[Exercise instructions]: Pull out each line of the data that includes the word "when".

[The input]:
========================================================================
PR #2328, opened 2023-01-25
[PS-2358] Add kdf configuration options

quexten:
## Type of change
- [ ] Bug fix
- [x] New feature development
- [ ] Other

## Objective

This PR adds configuration option support for the argon2 kdf.

## Code changes
For all files: Basically anywhere where kdfIterations / kdfType is used (in requests, stateservice) we simply add the optional variables kdfMemory and kdfParalleism. The defaults are: 64 (MiB) for memory and 4 parallelism.

This reopens mistakenly closed: https://github.com/bitwarden/mobile/pull/2322

I just applied the commit as a patch on the latest master, though there were 2 errors, which I can check in ~2 hours.

### DIFF
--- a/src/App/Pages/Accounts/LockPageViewModel.cs
+++ b/src/App/Pages/Accounts/LockPageViewModel.cs
@@ -228,10 +228,7 @@ namespace Bit.App.Pages
             }
 
             ShowPassword = false;
-            var kdf = await _stateService.GetKdfTypeAsync();
-            var kdfIterations = await _stateService.GetKdfIterationsAsync();
-            var kdfMemory = await _stateService.GetKdfMemoryAsync();
-            var kdfParallelism = await _stateService.GetKdfParallelismAsync();
+            var kdfConfig = await _stateService.GetActiveUserCustomDataAsync(a => new KdfConfig(a?.Profile));
 
             if (PinLock)
             {
@@ -241,8 +238,7 @@ namespace Bit.App.Pages
                     if (_isPinProtected)
                     {
                         var key = await _cryptoService.MakeKeyFromPinAsync(Pin, _email,
-                            kdf.GetValueOrDefault(KdfType.PBKDF2_SHA256), kdfIterations.GetValueOrDefault(5000),
-                            kdfMemory, kdfParallelism,
+                            kdfConfig,
                             await _stateService.GetPinProtectedKeyAsync());
                         var encKey = await _cryptoService.GetEncKeyAsync(key);
                         var protectedPin = await _stateService.GetProtectedPinAsync();
@@ -257,8 +253,7 @@ namespace Bit.App.Pages
                     }
                     else
                     {
-                        var key = await _cryptoService.MakeKeyFromPinAsync(Pin, _email,
-                            kdf.GetValueOrDefault(KdfType.PBKDF2_SHA256), kdfIterations.GetValueOrDefault(5000), kdfMemory, kdfParallelism);
+                        var key = await _cryptoService.MakeKeyFromPinAsync(Pin, _email, kdfConfig);
                         failed = false;
                         Pin = string.Empty;
                         await AppHelpers.ResetInvalidUnlockAttemptsAsync();
@@ -283,7 +278,7 @@ namespace Bit.App.Pages
             }
             else
             {
-                var key = await _cryptoService.MakeKeyAsync(MasterPassword, _email, kdf, kdfIterations, kdfMemory, kdfParallelism);
+                var key = await _cryptoService.MakeKeyAsync(MasterPassword, _email, kdfConfig);
                 var storedKeyHash = await _cryptoService.GetKeyHashAsync();
                 var passwordValid = false;
 
@@ -317,8 +312,7 @@ namespace Bit.App.Pages
                         var protectedPin = await _stateService.GetProtectedPinAsync();
                         var encKey = await _cryptoService.GetEncKeyAsync(key);
                         var decPin = await _cryptoService.DecryptToUtf8Async(new EncString(protectedPin), encKey);
-                        var pinKey = await _cryptoService.MakePinKeyAysnc(decPin, _email,
-                            kdf.GetValueOrDefault(KdfType.PBKDF2_SHA256), kdfIterations.GetValueOrDefault(5000), kdfMemory, kdfParallelism);
+                        var pinKey = await _cryptoService.MakePinKeyAysnc(decPin, _email, kdfConfig);
                         await _stateService.SetPinProtectedKeyAsync(await _cryptoService.EncryptAsync(key.Key, pinKey));
                     }
                     MasterPassword = string.Empty;
--- a/src/App/Pages/Accounts/LockPageViewModel.cs
+++ b/src/App/Pages/Accounts/LockPageViewModel.cs
@@ -230,6 +230,8 @@ namespace Bit.App.Pages
             ShowPassword = false;
             var kdf = await _stateService.GetKdfTypeAsync();
             var kdfIterations = await _stateService.GetKdfIterationsAsync();
+            var kdfMemory = await _stateService.GetKdfMemoryAsync();
+            var kdfParallelism = await _stateService.GetKdfParallelismAsync();
 
             if (PinLock)
             {
@@ -240,6 +242,7 @@ namespace Bit.App.Pages
                     {
                         var key = await _cryptoService.MakeKeyFromPinAsync(Pin, _email,
                             kdf.GetValueOrDefault(KdfType.PBKDF2_SHA256), kdfIterations.GetValueOrDefault(5000),
+                            kdfMemory, kdfParallelism,
                             await _stateService.GetPinProtectedKeyAsync());
                         var encKey = await _cryptoService.GetEncKeyAsync(key);
                         var protectedPin = await _stateService.GetProtectedPinAsync();
@@ -255,7 +258,7 @@ namespace Bit.App.Pages
                     else
                     {
                         var key = await _cryptoService.MakeKeyFromPinAsync(Pin, _email,
-                            kdf.GetValueOrDefault(KdfType.PBKDF2_SHA256), kdfIterations.GetValueOrDefault(5000));
+                            kdf.GetValueOrDefault(KdfType.PBKDF2_SHA256), kdfIterations.GetValueOrDefault(5000), kdfMemory, kdfParallelism);
                         failed = false;
                         Pin = string.Empty;
                         await AppHelpers.ResetInvalidUnlockAttemptsAsync();
@@ -280,7 +283,7 @@ namespace Bit.App.Pages
             }
             else
             {
-                var key = await _cryptoService.MakeKeyAsync(MasterPassword, _email, kdf, kdfIterations);
+                var key = await _cryptoService.MakeKeyAsync(MasterPassword, _email, kdf, kdfIterations, kdfMemory, kdfParallelism);
                 var storedKeyHash = await _cryptoService.GetKeyHashAsync();
                 var passwordValid = false;
 
@@ -315,7 +318,7 @@ namespace Bit.App.Pages
                         var encKey = await _cryptoService.GetEncKeyAsync(key);
                         var decPin = await _cryptoService.DecryptToUtf8Async(new EncString(protectedPin), encKey);
                         var pinKey = await _cryptoService.MakePinKeyAysnc(decPin, _email,
-                            kdf.GetValueOrDefault(KdfType.PBKDF2_SHA256), kdfIterations.GetValueOrDefault(5000));
+                            kdf.GetValueOrDefault(KdfType.PBKDF2_SHA256), kdfIterations.GetValueOrDefault(5000), kdfMemory, kdfParallelism);
                         await _stateService.SetPinProtectedKeyAsync(await _cryptoService.EncryptAsync(key.Key, pinKey));
                     }
                     MasterPassword = string.Empty;
--- a/src/App/Pages/Accounts/SetPasswordPageViewModel.cs
+++ b/src/App/Pages/Accounts/SetPasswordPageViewModel.cs
@@ -163,9 +163,9 @@ namespace Bit.App.Pages
                 return;
             }
 
-            var kdf = KdfType.PBKDF2_SHA256;
+            var kdfConfig = new KdfConfig(KdfType.PBKDF2_SHA256, Constants.KdfIterations, null, null);
             var email = await _stateService.GetEmailAsync();
-            var key = await _cryptoService.MakeKeyAsync(MasterPassword, email, kdf, Constants.KdfIterations, null, null);
+            var key = await _cryptoService.MakeKeyAsync(MasterPassword, email, kdfConfig);
             var masterPasswordHash = await _cryptoService.HashPasswordAsync(MasterPassword, key, HashPurpose.ServerAuthorization);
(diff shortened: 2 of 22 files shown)


quexten:
Ok, fixed the git warnings, should now be correct.

src/Core/Services/CryptoService.cs
```diff
@@ -9,6 +9,7 @@
 using Bit.Core.Models.Domain;
 using Bit.Core.Models.Response;
 using Bit.Core.Utilities;
+using static System.Net.WebRequestMethods;
```
kspearrin, line 12: remove?

src/Core/Services/PclCryptoFunctionService.cs
```diff
@@ -49,18 +49,15 @@ public Task<byte[]> Argon2Async(string password, string salt, int iterations, in
             password = NormalizePassword(password);
```
kspearrin, line 49: revert changes to this file

kspearrin (commented):
Do we need to update the Kdf constants like was done in the clients repo?

quexten:
> Do we need to update the Kdf constants like was done in the clients repo?

Yeah I was wondering this too. Seems const in c# can't be nullable though so at least memory and parallelism can't be added unless we move the 3 parameters to a kdfConfiguration object (like in the clients repo). Should I do that?

src/Core/Services/CryptoService.cs
quexten: Yeah... seems Visual studio snuck in some unused imports.

kspearrin:
> > Do we need to update the Kdf constants like was done in the clients repo?
> 
> Yeah I was wondering this too. Seems const in c# can't be nullable though so at least memory and parallelism can't be added unless we move the 3 parameters to a kdfConfiguration object (like in the clients repo). Should I do that?

Your constant defaults are not null values on the clients repo. They don't need to be here, either.

quexten:
> > > Do we need to update the Kdf constants like was done in the clients repo?
> > 
> > 
> > Yeah I was wondering this too. Seems const in c# can't be nullable though so at least memory and parallelism can't be added unless we move the 3 parameters to a kdfConfiguration object (like in the clients repo). Should I do that?
> 
> Your constant defaults are not null values on the clients repo. They don't need to be here, either.

Ah, you're right. I was about of:
https://github.com/quexten/clients/blob/674bddb609400a8c4b8830e2c0a6d4661d040ccb/libs/common/src/enums/kdfType.ts#L14

Not
https://github.com/bitwarden/clients/blob/edea0f43c180e6ec7000de787c19a954c81dcff8/libs/common/src/enums/kdfType.ts#L6-L8

src/Core/Services/CryptoService.cs
quexten: Fixed in e765f2de659d219f34b19c6523bf92baa958f809

fedemkr (changes requested):

src/App/Pages/Accounts/LockPageViewModel.cs
```diff
@@ -230,6 +230,8 @@ public async Task SubmitAsync()
             ShowPassword = false;
             var kdf = await _stateService.GetKdfTypeAsync();
             var kdfIterations = await _stateService.GetKdfIterationsAsync();
+            var kdfMemory = await _stateService.GetKdfMemoryAsync();
+            var kdfParallelism = await _stateService.GetKdfParallelismAsync();
```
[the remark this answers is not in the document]
quexten: I agree, this is also consistent with the PR on the clients repo. Will get started on this.

src/Core/Services/StateService.cs
```diff
@@ -371,6 +371,38 @@ public async Task SetKdfIterationsAsync(int? value, string userId = null)
...
+        }
+
+        public async Task SetKdfParallelismAsync(int? value, string userId = null)
+        {
+            var reconciledOptions = ReconcileOptions(new StorageOptions { UserId = userId },
+                await GetDefaultStorageOptionsAsync());
+            var account = await GetAccountAsync(reconciledOptions);
+            account.Profile.KdfParallelism = value;
+            await SaveAccountAsync(account, reconciledOptions);
+        }
```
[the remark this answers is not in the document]
quexten: Removed all of these. For setting there is now 
`public async Task SetKdfConfigurationAsync(KdfConfig config, string userId = null)`

src/Core/Services/StateMigrationService.cs
```diff
@@ -115,6 +115,8 @@ private class V2Keys
             internal const string Keys_Stamp = "securityStamp";
             internal const string Keys_Kdf = "kdf";
             internal const string Keys_KdfIterations = "kdfIterations";
+            internal const string Keys_KdfMemory = "kdfMemory";
+            internal const string Keys_KdfParallelism = "kdfParallelis";
```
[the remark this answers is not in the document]
quexten: Removed in d3fb671ac8a05e5f57d6dcddda5fbf5af6642e13.

src/Core/Services/PclCryptoFunctionService.cs
quexten: Done in 8aabd1c4f328095572b66021ed12e54a63378a5b

src/Core/Constants.cs
```diff
@@ -47,6 +47,9 @@ public static class Constants
         public const int TotpDefaultTimer = 30;
         public const int PasswordlessNotificationTimeoutInMinutes = 15;
         public const int KdfIterations = 600000;
```
kspearrin, line 49: Should this be renamed like was done on clients repo?

src/Core/Services/CryptoService.cs
```diff
@@ -389,28 +389,27 @@ public async Task ToggleKeyAsync()
...
-                    CryptoHashAlgorithm.Sha256, kdfIterations.Value);
+                    CryptoHashAlgorithm.Sha256, kdfConfig.Iterations.Value);
             }
-            else if (kdf == KdfType.Argon2id)
+            else if (kdfConfig.Type == KdfType.Argon2id)
             {
-                var iterations = kdfIterations.Value;
-                const int parallelism = 1;
-                const int memory = 1024 * 16; // 16 MiB
+                var iterations = kdfConfig.Iterations.GetValueOrDefault(Constants.Argon2Iterations);
```
kspearrin, line 410: Didn't you add some validation checks here on clients repo?

src/Core/Services/StateMigrationService.cs
```diff
@@ -162,6 +162,8 @@ private async Task MigrateFrom2To3Async()
 
             var kdfType = await GetValueAsync<int?>(Storage.LiteDb, V2Keys.Keys_Kdf);
             var kdfIterations = await GetValueAsync<int?>(Storage.LiteDb, V2Keys.Keys_KdfIterations);
+            var kdfMemory = await GetValueAsync<int?>(Storage.LiteDb, V2Keys.Keys_KdfMemory);
+            var kdfParallelism = await GetValueAsync<int?>(Storage.LiteDb, V2Keys.Keys_KdfParallelism);
```
kspearrin, line 166: @fedemkr Is this even necessary? Wasn't this for migrating data when we moved to state storage?

src/Core/Services/CryptoService.cs
quexten: Ah, yeah good catch. That's still missing.

quexten: Added checks in afd42406060d62cb0726e52af49a9df6ca5deeea

src/App/Pages/Accounts/SetPasswordPageViewModel.cs
```diff
@@ -186,8 +186,10 @@ public async Task SubmitAsync()
                 MasterPasswordHash = masterPasswordHash,
                 Key = encKey.Item2.EncryptedString,
                 MasterPasswordHint = Hint,
-                Kdf = kdf,
-                KdfIterations = Constants.KdfIterations,
+                Kdf = kdfConfig.Type.GetValueOrDefault(KdfType.PBKDF2_SHA256),
+                KdfIterations = kdfConfig.Iterations.GetValueOrDefault(Constants.KdfIterations),
```
fedemkr, line 190: The `Type` and Iterations are already set above with the default values so no need to add `GetValueOrDefault(...)` just use `kdfConfig.Type.Value` and `kdfConfig.Iterations.Value`

src/Core/Constants.cs
fedemkr: I think it would be better to have the same naming on the constants config for `PBKDF2` and `Argon2` between here and clients repo. So it's easier to find and maintain cross-repo.

src/Core/Models/Request/SetKeyConnectorKeyRequest.cs
```diff
@@ -9,15 +9,18 @@ public class SetKeyConnectorKeyRequest
...
 
-        public SetKeyConnectorKeyRequest(string key, KeysRequest keys,
-            KdfType kdf, int? kdfIterations, string orgIdentifier)
+        public SetKeyConnectorKeyRequest(string key, KeysRequest keys, KdfConfig kdfConfig, string orgIdentifier)
         {
             this.Key = key;
             this.Keys = keys;
-            this.Kdf = kdf;
-            this.KdfIterations = kdfIterations;
+            this.Kdf = kdfConfig.Type.GetValueOrDefault(KdfType.PBKDF2_SHA256);
```
fedemkr, line 20: Previously the default value wasn't being set, is it necessary now?

src/Core/Constants.cs
```diff
@@ -47,6 +47,9 @@ public static class Constants
...
+        public const int Argon2Iterations = 2;
+        public const int Argon2Memory = 19;
```
fedemkr, line 51: In order to be more guessable I think it would be better to include the unit on the constant, if I understand correctly it would be `Argon2MemoryInMb`

src/Core/Services/CryptoService.cs
```diff
@@ -389,28 +389,57 @@ public async Task ToggleKeyAsync()
...
+                    kdfConfig.Parallelism = Constants.Argon2Parallelism;
+                } 
+                else if (kdfConfig.Parallelism < 1)
+                {
+                    throw new Exception("Argon2 parallelism minimum is 1");
+                }
+
+                var iterations = kdfConfig.Iterations.GetValueOrDefault(Constants.Argon2Iterations);
+                var memory = kdfConfig.Memory.GetValueOrDefault(Constants.Argon2Memory) * 1024;
+                var parallelism = kdfConfig.Parallelism.GetValueOrDefault(Constants.Argon2Parallelism);
```
fedemkr, line 442: There is a repetition to fill the values if the original is `null` (with the if and with `GetValueOrDefault(...)`).
So I'd just fill the local variables first and then check against them or remove the local variables and use the updated `kdfConfig` when calling the service.
Also there is a formatting issue on line 426: `} else if (kdfConfig.Memory > 1024)` the `else if` should be in the next line.

fedemkr (changes requested):

src/Core/Constants.cs
quexten: Updated in [4ff8a7e](https://github.com/bitwarden/mobile/pull/2328/commits/4ff8a7ecdb6b2e8ea4c22cb378ae9e3b226a2659)

src/Core/Services/AuthService.cs
```diff
@@ -294,7 +292,7 @@ private async Task<SymmetricCryptoKey> MakePreloginKeyAsync(string masterPasswor
                     throw;
                 }
             }
-            return await _cryptoService.MakeKeyAsync(masterPassword, email, kdf, kdfIterations);
+            return await _cryptoService.MakeKeyAsync(masterPassword, email, kdfConfig.GetValueOrDefault(new KdfConfig(KdfType.PBKDF2_SHA256, 5000, null, null)));
```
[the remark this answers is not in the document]
quexten: Addressed in [5804842](https://github.com/bitwarden/mobile/pull/2328/commits/58048427009097c3497bddd92952c27bfc5490e0)

src/Core/Services/CryptoService.cs
quexten: Fixed in [5804842](https://github.com/bitwarden/mobile/pull/2328/commits/58048427009097c3497bddd92952c27bfc5490e0)

src/App/Pages/Accounts/SetPasswordPageViewModel.cs
quexten: This is due to type and iterations being optional in the kdfconfig struct. Changing them to non-optional in the struct breaks some other things (f.e setting default iteration count in the CryptoService in the MakeKeyAsync function.

src/Core/Services/AuthService.cs
```diff
@@ -442,7 +440,8 @@ private async Task<SymmetricCryptoKey> MakePreloginKeyAsync(string masterPasswor
                 {
                     // SSO Key Connector Onboarding
                     var password = await _cryptoFunctionService.RandomBytesAsync(64);
-                    var k = await _cryptoService.MakeKeyAsync(Convert.ToBase64String(password), _tokenService.GetEmail(), tokenResponse.Kdf, tokenResponse.KdfIterations);
+                    var kdfConfig = new KdfConfig(tokenResponse.Kdf, tokenResponse.KdfIterations, tokenResponse.KdfMemory, tokenResponse.KdfParallelism);
+                    var k = await _cryptoService.MakeKeyAsync(Convert.ToBase64String(password), _tokenService.GetEmail(), kdfConfig);
```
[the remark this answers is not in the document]
quexten: Same applies for PreloginResponse I guess?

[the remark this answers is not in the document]
quexten: Added in [9ce0134](https://github.com/bitwarden/mobile/pull/2328/commits/9ce013487b05573f1764d96bed28eb58b3b62112) for both PreloginResponse and IdentityTokenResponse

src/Core/Models/Request/SetKeyConnectorKeyRequest.cs
quexten: This is due to the same reason as above:

> This is due to type and iterations being optional in the kdfconfig struct. Changing them to non-optional in the struct breaks some other things (f.e setting default iteration count in the CryptoService in the MakeKeyAsync function.) and require changes there

src/Core/Models/Request/SetKeyConnectorKeyRequest.cs
```diff
@@ -7,7 +7,7 @@ public class SetKeyConnectorKeyRequest
     {
         public string Key { get; set; }
         public KeysRequest Keys { get; set; }
-        public KdfType Kdf { get; set; }
+        public KdfType? Kdf { get; set; }
```
fedemkr, line 10: This shouldn't be null, [server side](https://github.com/bitwarden/server/blob/cb1ba50ce26ce33b2a5acf30536a2075e4fadebd/src/Api/Models/Request/Accounts/SetKeyConnectorKeyRequestModel.cs#L16) expects always a value and it's required.
I've checked and you can return to the `GetValueOrDefault(...)` on line 20 because previously the plain parameter of the type was not null. Sorry about the confusion

fedemkr (changes requested):
Excellent, one more change and that's all 😄

src/Core/Models/Request/SetKeyConnectorKeyRequest.cs
quexten: Done in 88c554c91701ddc33ced7743ec029ef3fee9f8f0.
========================================================================
[Answer to this problem]:
kspearrin, line 166: @fedemkr Is this even necessary? Wasn't this for migrating data when we moved to state storage?
So I'd just fill the local variables first and then check against them or remove the local variables and use the updated `kdfConfig` when calling the service.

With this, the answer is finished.